## Data section
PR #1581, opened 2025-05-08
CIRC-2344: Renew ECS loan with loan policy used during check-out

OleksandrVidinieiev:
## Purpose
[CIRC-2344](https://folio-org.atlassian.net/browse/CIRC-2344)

---

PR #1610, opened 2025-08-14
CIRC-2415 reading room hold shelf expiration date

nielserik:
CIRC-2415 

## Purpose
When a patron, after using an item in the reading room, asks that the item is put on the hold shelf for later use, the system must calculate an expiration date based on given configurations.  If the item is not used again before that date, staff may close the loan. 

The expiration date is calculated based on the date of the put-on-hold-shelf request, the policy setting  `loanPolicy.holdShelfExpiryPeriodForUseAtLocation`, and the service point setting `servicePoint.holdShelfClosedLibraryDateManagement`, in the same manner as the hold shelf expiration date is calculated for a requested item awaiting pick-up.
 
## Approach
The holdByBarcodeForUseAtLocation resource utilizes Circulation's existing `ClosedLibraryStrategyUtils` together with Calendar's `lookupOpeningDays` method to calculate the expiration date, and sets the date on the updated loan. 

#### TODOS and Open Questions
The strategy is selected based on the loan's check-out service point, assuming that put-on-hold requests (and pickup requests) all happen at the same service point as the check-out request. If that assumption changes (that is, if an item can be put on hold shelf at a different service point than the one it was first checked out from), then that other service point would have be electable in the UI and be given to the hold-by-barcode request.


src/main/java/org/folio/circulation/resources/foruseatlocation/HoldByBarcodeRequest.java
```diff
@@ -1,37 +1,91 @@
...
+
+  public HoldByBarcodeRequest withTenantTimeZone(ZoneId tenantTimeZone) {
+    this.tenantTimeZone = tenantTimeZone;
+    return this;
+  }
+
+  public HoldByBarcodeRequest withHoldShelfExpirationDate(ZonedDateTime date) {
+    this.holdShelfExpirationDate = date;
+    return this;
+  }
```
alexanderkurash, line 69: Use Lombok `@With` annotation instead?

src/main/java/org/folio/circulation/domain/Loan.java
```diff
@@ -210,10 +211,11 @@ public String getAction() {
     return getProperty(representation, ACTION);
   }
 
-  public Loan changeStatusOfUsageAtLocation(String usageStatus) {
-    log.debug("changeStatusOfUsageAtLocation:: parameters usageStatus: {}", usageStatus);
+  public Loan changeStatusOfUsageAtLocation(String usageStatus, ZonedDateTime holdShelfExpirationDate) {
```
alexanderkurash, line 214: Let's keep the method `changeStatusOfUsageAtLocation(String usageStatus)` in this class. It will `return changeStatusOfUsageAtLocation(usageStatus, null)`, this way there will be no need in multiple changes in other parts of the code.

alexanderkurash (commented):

## Exercise prompt
Filter the entries down to the lines that include the string "usageStatus".

## Written solution
-  public Loan changeStatusOfUsageAtLocation(String usageStatus) {
-    log.debug("changeStatusOfUsageAtLocation:: parameters usageStatus: {}", usageStatus);
+  public Loan changeStatusOfUsageAtLocation(String usageStatus, ZonedDateTime holdShelfExpirationDate) {
alexanderkurash, line 214: Let's keep the method `changeStatusOfUsageAtLocation(String usageStatus)` in this class. It will `return changeStatusOfUsageAtLocation(usageStatus, null)`, this way there will be no need in multiple changes in other parts of the code.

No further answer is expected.